Worse than that I wonder if the trouble at Intel (e.g. inability to develop post 14nm chips plus one insane instruction set extension after another -- I wonder if the point of AMX is to have a big die area that is mostly unused that doesn't need to be cooled) isn't something that people like him are running from but rather something they are going to bring with then wherever they wind up.
>one insane instruction set extension after another
You're probably going to see a whole lot more of this sort of thing given the limits to process scaling. Keeping things simple and backwardly compatible made sense when you could just throw more transistors at the problem. Now you're seeing more and more specialized circuitry that software people are just going to have to deal with.

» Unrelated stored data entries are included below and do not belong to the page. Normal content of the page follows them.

PR #403, opened 2023-12-15
Fix typo in license

AaronDewes:
It looks like you mistakenly called your software "Open Source". 

However, to be open source, according to opensource.org/osd, section 5:

The license must not discriminate against any person or group of persons. As this license does so, it is not open source.


aaronisme:
@AaronDewes License has been updated

PR #514, opened 2024-01-20
FEAT: Support KUJI

GiMa-Maya:
## Pre-merge check list


GiMa-Maya:
Looks like it’s all good, or am I missing something?

soralit:
Thanks for your PR @GiMa-Maya . We're researching Cosmos chains these days to determine whether we should support it. Will keep you updated once we integrated Kujira.

PR #633, opened 2024-03-18
feat: change coinType for agoric from 564 to 118

LuqiPan:
## Explanation

First of all, thank you for supporting Agoric chain on Keystone.

When I started using my keystone device, I noticed that the address for Agoric chain on my Keystone 3 Pro is different from the address on my Ledger Nano X, even though they share the same seed phrases.

Upon some digging, it seems like in this situation the coinType should be 118 instead of 564. Here are some relevant comments I found:

> My rough understanding is that 564 is a coin type we registered, but it's necessary to use 118, the default cosmos coinType, in certain interop situations; in particular, when using a ledger.

From: https://github.com/Agoric/agoric-sdk/discussions/5830#discussioncomment-5071717

PS: let me know if there are other places where I should update the coinType

## Pre-merge check list

Remark: could you point me to some documentations on how to run tests on a Mac with Apple Silicon?

## How to test

Not sure what's the best way to test this. I'm also not sure if the keystone device would cache the address generated with cointype 564 somewhere?

### DIFF
--- a/rust/apps/cosmos/src/lib.rs
+++ b/rust/apps/cosmos/src/lib.rs
@@ -174,9 +174,9 @@ mod tests {
         }
         {
             //general address BLD-0
-            let root_path = "44'/564'/0'";
+            let root_path = "44'/118'/0'";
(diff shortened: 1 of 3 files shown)


soralit:
Hi @LuqiPan thanks for contributing. But this will affect existing users' devices, we'd consider it more seriously to do the change.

I am not against a new instruction. At first blush the new JavaScript instruction in arm might seem like a boondoggle but it is a simple arithmetic operation.
Compare that to the non-scalable SIMD instructions that mean you have to rewrite your code to take advantage of them and resultingly people don't bother to use them at all.
AMX allocates a huge die area to GEMM functionality that gets used a lot less in real numerics than you'd gather from reading a linear algebra textbook.
There are other approaches to the problems the industry faces other than 'fill up the die with registers that will never be used', nvidia and apple are going that way and that is why they are succeeding and Intel is failing.
As I understand it, Apple have a direct equivalent to Intel's AMX as an undocumented instruction set on their new Apple Silicon laptop processors, it just took a while for people to figure it out because the whole thing was hidden behind an acceleration library that is implemented very differently on Intel-based Macs.